Yeah, that interleave is basically equivalent to the zip.

def dataset_for_class(i):
    i = tf.cast(i, tf.uint8)
    return support_ds.filter(lambda image, label: label == i).repeat()

Just remember that if you’re splitting a dataset like that, the dataset for each class loads the whole dataset, and throws out all but 1/n of it. So if you have a larger dataset with a larger number of classes you’ll probably want to cache each of the class-datasets (but there might also be a way to fix it with querues).

2 Likes

True that. Let’s just continue putting together our hacks and benchmark them. Who knows, future readers may find these incredibly useful.
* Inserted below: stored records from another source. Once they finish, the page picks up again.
PR #1504, opened 2023-11-16
[SDK-3937] Create a tree-shakable module for realtime publishing

### LINKED ISSUE #1491: Investigate creating tree-shakable module for message publishing functionality
@owenpearson mentioned that we have many browser use cases which only require subscriptions, and no publishing. He suggested that we create a separate tree-shakable module for this functionality.

This task exists to look into how much effort this would be, since the publishing functionality is quite entangled. I guess that, even if we were not able to fully split it into a separate module now, it would be good to have the module there in the API and we can work on reducing the size of the library without the module later.

lawrence-forooghian:
@owenpearson mentioned that we have many browser use cases which only require subscriptions, and no publishing. He suggested that we create a separate tree-shakable module for this functionality.

This commit introduces the API, but the bundle size savings are minimal since it only pulls out the very low-hanging fruit. I think that we could return to this at some point to see what further size savings we could achieve, but I didn’t want to spend too much time on this now.

Resolves #1491.

### DIFF
--- a/modules.d.ts
+++ b/modules.d.ts
@@ -163,6 +163,20 @@ export declare const FetchRequest: unknown;
 export declare const MessageInteractions: unknown;
 
 /**
+ * Provides a {@link BaseRealtime} instance with the ability to publish messages.
+ *
+ * To create a client that includes this module, include it in the `ModulesMap` that you pass to the {@link BaseRealtime.constructor}:
+ *
+ * ```javascript
+ * import { BaseRealtime, WebSocketTransport, FetchRequest, RealtimePublishing } from 'ably/modules';
+ * const realtime = new BaseRealtime(options, { WebSocketTransport, FetchRequest, RealtimePublishing });
+ * ```
+ *
+ * If this module is not provided, then calling {@link Types.RealtimeChannel.publish} on a channel will cause a runtime error.
+ */
+export declare const RealtimePublishing: unknown;
+
+/**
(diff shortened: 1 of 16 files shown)


owenpearson (commented):
Code changes look fine but I'm not really sure if this is worth it if the savings are only ~2kb 😕

Did you look into whether there's more stuff we could extract from `protocol.ts` or `connectionmanager.ts` for a client which doesn't need to do realtime publishing? Stuff like `msgSerial` and ack/nack handling are specific to publishing so I would imagine there's more we can do here but I also realise most of this stuff is quite baked in so it might be difficult to untangle

lawrence-forooghian:
Yeah, I think you're right that there's more that can be done. I think the mistake that I made is that I looked at the code and thought "oh, well, even if you're not publishing, you still have to send messages like `ATTACH`, so most of this stuff to do with sending messages can't be removed", but you're right, `ACK` and all that stuff only applies to publishing and presence, so I'll take a fresh look.

lawrence-forooghian:
@owenpearson I've pushed another commit which moves the `ACK` handling into a separate module, which is used by the `RealtimePublishing` and `RealtimePresence` modules. The size savings are still tiny, though; it takes `BaseRealtime` from 102.88KiB on the integration branch down to 100.59KiB.

There is still a bit of `msgSerial`-related code hanging around in `ConnectionManager` and `MessageQueue`, but I think the savings that we'd get from removing it would be even more marginal.

What do you think?

lawrence-forooghian:
@owenpearson should I go ahead and close the issue then?

owenpearson:
@lawrence-forooghian yes please 👍

PR #1505, opened 2023-11-16
Exclude `PresenceMessage` from `BaseRealtime` bundle

lawrence-forooghian:
**Note: This PR is based on top of #1503; please review that one first.**

Now `PresenceMessage` only gets included if you provide the `RealtimePresence` module.

PR #1507, opened 2023-11-17
[SDK-3943] Add some regression testing for bundle size and included files

### LINKED ISSUE #1497: Add some regression testing for bundle size and included files
e.g. make CI check that:

- the bundle size of just `BaseRealtime` is at most $x$ KiB
- a fixed list of files is included in the `BaseRealtime` bundle (to make sure e.g. `PaginatedResource` doesn't sneak in)

lawrence-forooghian:
**Note: This PR is based on top of #1505; please review that one first.**

This enhances the `modulereport` script, which gets run in CI, to do the following:

- check which files make a non-trivial contribution to `BaseRealtime` bundle size (against a hardcoded allow list)
- check that the bundle size of a minimal useful Realtime client (i.e. one that can subscribe) does not exceed a hardcoded threshold

The idea being to have some safeguards against accidental regressions in bundle size.

Resolves #1497.

### DIFF
--- a/package.json
+++ b/package.json
@@ -60,6 +60,7 @@
     "cors": "^2.8.5",
     "esbuild": "^0.18.10",
     "esbuild-plugin-umd-wrapper": "^1.0.7",
+    "esbuild-runner": "^2.2.2",
     "eslint": "^7.13.0",
     "eslint-plugin-import": "^2.28.0",
     "eslint-plugin-jsdoc": "^40.0.0",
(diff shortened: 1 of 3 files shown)


package.json
```diff
@@ -87,6 +87,7 @@
     "shelljs": "~0.8",
     "source-map-explorer": "^2.5.2",
     "ts-loader": "^9.4.2",
+    "ts-node": "^10.9.1",
```
owenpearson, line 90: very minor but since we already depend on esbuild i would prefer `esbuild-runner` over `ts-node`, it's waaay faster since it doesn't compile, just strips types

owenpearson (approved):
Looks great! I'm a big fan of the test to ensure we don't accidentally re-include modules in the minimal client. The latter test I think having a static threshold is a bit arbitrary and maybe we could consider something like snapshot testing in future but it's better than nothing so happy to approve anyway

package.json
lawrence-forooghian: Sure, have changed it. Still want to type-check the file though so have added a `tsc --noEmit` first.

owenpearson (approved):

PR #1509, opened 2023-11-20
fix: use 'ably' as import path from react-hooks

owenpearson:
The import paths here only worked before by accident - tsc would compile then to `from '../../../ably'` which in most cases would resolve to `node_modules/ably` however in certain environments (pnpm) this would not be the case and therefore the types would not be imported correctly. I've updated the tsconfig compilerOptions.paths field so that these are resolved correctly for development, and when consumed as a library these will just import directly from the 'ably' module.


ttypic (approved):
LGTM!

PR #272, opened 2018-09-22
Fix log message rendering

Lin-Buo-Ren:
Signed-off-by: 林博仁(Buo-ren, Lin) <Buo.Ren.Lin@gmail.com>


mscraigloewen:

PR #283, opened 2018-10-10
Update example curl link

sapir:


mscraigloewen:
Hi @sapir I'm closing this without merging since 1604 is still active and a distribution that users may want to use. Thank you for your submission!

sapir:
Yes, but shouldn't the default be 1804?

mscraigloewen:
The string there is just an example, and I don't believe it's necessary for it to reflect the default latest version of Ubuntu.

PR #284, opened 2018-10-12
Make elevated permissions warning flow better

bplubell:
This makes the start of the warning about elevated processes a easier to read. When first reading through the page, I was tripped up with some odd syntax (particularly "that").

The whole warning now has quite a few slashes, but I think it works.

Not sure which branch to submit PR against, but it looks like "live" is the default - if needed, we can change.


mscraigloewen:

PR #295, opened 2018-10-28
Clarify bullet point

fdmarcin:
Hi,
Previously, "ie" was misspelled, and anyway I think "for example" fits here better.


mscraigloewen:

PR #298, opened 2018-10-30
Update WSL/faq.md

ThrDev:
Add change default mounted drive location reference in FAQ, to point to WSL-Config.


mscraigloewen:
Hi @ThrDev , I'm closing this issue without merging as while the info you've added is very useful it doesn't directly answer the question and we try to keep the answers in the FAQ as short as we can. Thank you for your submission!

PR #311, opened 2018-11-13
Update for new error resolution

cloudmelon:
Update with a very common error resolution ( users install WSL directly from windows store and ignore the activation process from control panel or powershell


mscraigloewen:

PR #345, opened 2019-01-28
Update install-win10.md

rrmistry:
Removed duplicated word


mscraigloewen:
This has already been fixed, thanks for your submission!

PR #347, opened 2019-01-31
Fix typo: ie => or

doggy8088:


mscraigloewen:
Hi @doggy8088 , I'm closing this issue without merging as the 'or' convention is clearer to me. I can understand how 'ie' could also be clear, but I would rather keep the convention in that section. Thank you for your submission!

doggy8088:
@mscraigloewen I really through you had a typo. I think change this `ie` to `i.e.` might be better. I'm not native speak in English. I'll confuse what's **ie** mean.

mscraigloewen:
I've merged in another change that says 'for example' which I think makes it a lot clearer. :)
image

PR #363, opened 2019-02-26
Updated commands for Ubuntu 18.04

shibut12:
Instructions to reset password for Ubuntu is outdated, it does not work for latest Ubuntu 18.04. I Updated documentation to reflect this change.


mscraigloewen:
Hi @shibut12 , thank you for your submission! I'm closing this pull request without merge as the regular `ubuntu.exe` is left in as an example. Any distro can have any executable name so we don't want to enumerate more than just one example. Thanks again!

PR #429, opened 2019-06-20
Renames title and recommends wsl.exe

WSLUser:
This doc is still needed as is for developers running versions of Windows 10 under 1803. This simply makes that more clearly known so developers who are on newer versions know to ignore this doc and use the recommended method. Since this doc needs to be maintained, renaming it will be helpful so that a new page can be created that shows the supported procedure.


mscraigloewen:
I'll be updating this whole section tomorrow, so I'm going to close this issue as I'll be reformatting the entire reference page. Thanks for the contribution though!

PR #455, opened 2019-07-13
Correcting python to Node.js

tkore:
> The picture below shows an example of this by connecting to a python server running in Windows via curl. 

The picture following this sentence shows a Node.js script being executed on Windows and a curl request being sent to it, but the line above says the server is in fact in Python.

Also, correcting nodeJS to Node.js in the following line -
> The picture below shows an example of this by connecting to a nodeJS server using the Edge browser.


mscraigloewen:
Great catch! Thank you for the submission.

PR #466, opened 2019-07-30
[Typo] Corrected `%UserProfile%\.wslconfig`

nunix:
there is a missing escape character for displaying the `\`.
The preview shows `Introduce %UserProfile%.wslconfig file for tweaking WSL2 settings` instead of `Introduce %UserProfile%\\.wslconfig file for tweaking WSL2 settings`

Therefore, if someone tries to copy the path in explorer, there will be an error


mscraigloewen:
Thank you for fixing this!

PR #591, opened 2016-12-12
fixes for ceph-docker-nightly

alfredodeza:


ceph-docker-nightly/build/build
```diff
@@ -1,14 +1,17 @@
 #!/bin/bash
 
 # the following two methods exist in scripts/build_utils.sh
-pkgs=( "pytest" )
+pkgs=( "pytest" "docker-py==1.10.3" )
```
ktdreyer: I think I know why you're doing this (API in 2 is different?) and it's not related to this commit, right?

alfredodeza: The docker API changes very very fast, and I am pinning here because I want to prevent having issues while we try to implement/stabilize

ceph-docker-nightly/config/definitions/ceph-docker-nightly.yml
```diff
@@ -1,6 +1,6 @@
 - job:
     name: ceph-docker-nightly
-    node: small && trusty
+    node: xenial && amd64
```
andrewschoen: These labels don't look correct. Did you mean ``xenial && x86_64``?

alfredodeza: omg let me fix

alfredodeza:
@andrewschoen this is good to go I think

PR #592, opened 2016-12-12
ceph-{ansible,installer}-rpm: fix config location

ktdreyer:
Our jenkins-job-builder job expects the JJB YAML to be located in a `config/definitions` directory. Add the child "definitions" directory here.


ktdreyer:
Thanks for cluing me in on that one. I've updated the PR to fix that issue, as well as the identical problem in the ceph-installer-rpm job.

PR #595, opened 2016-12-14
ceph-ansible-prs: move Ansible version out into separate var

ktdreyer:
Move the ansible version definition out into its own variable.

The purpose of this change is to make it easier to add multiple Ansible
versions.

This is code reorganization only, and this should not introduce a
behavior change.


alfredodeza:
@ktdreyer I think this was already addressed, can we close this PR?

ktdreyer:
yep thanks

PR #596, opened 2016-12-14
ceph-setup: move the git diff check before calling autogen.sh

alfredodeza:

### DIFF
--- a/ceph-setup/build/build
+++ b/ceph-setup/build/build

On a slightly related note, as you may already know this kind of stratified sampling is pretty common for few-shot classification tasks (particularly for models like Prototypical Networks). Might be a good idea to work on a tutorial concerning this topic.

2 Likes

@Sayak_Paul @markdaoust
Thanks for this insightful discussion and working workaround mentioned here. It’s really helpful.


I’m trying to get similar output from tf.data API, especially while working with tf-similarity data sampler. For TFRecord format, it also adopts similar functions (interleave) from tf.data, here. But those samples additionally require each class to execute continuously. For example: in a batch, with num of repeated sample = 4

[0, 0, 0, 0, 1, 1, 1, 1, 2, 2, 2, 2, 3, 3, 3, 3, 3, ...]

Is there any convenient function from tf data API to achieve this sorting after batching on the training pairs? Following approach might be the way but after interleave, I’m expecting much optimize approach. Any tips?

batch_size = 240
num_classes = 10

dataset_encode = tf.data.Dataset.range(num_classes)
dataset_encode = dataset_encode.interleave(dataset_for_class, 
                                           cycle_length=10)
dataset_encode = dataset_encode.batch(batch_size) 


dataset0 = tuple(dataset_encode.filter
                 (
                     lambda x, y: tf.equal
                     (
                         y[n], n
                     )
                 ) for n in range(num_classes)
                )
...
zipped = tf.data.Dataset.zip(dataset0)
...

Update

One possible solution.

dataset = tf.data.Dataset.range(1, 6)  
dataset = dataset.interleave(
    lambda x: tf.data.Dataset.from_tensors(x).repeat(5),
    cycle_length=1, 
    block_length=3,
)
list(dataset.as_numpy_iterator())

[1, 1, 1, 1, 1, 2, 2, 2, 2, 2, 
3, 3, 3, 3, 3, 4, 4, 4, 4, 4, 5, 5, 5, 5, 5])

Opened a ticket here for the slow process regarding this in the tf.data API.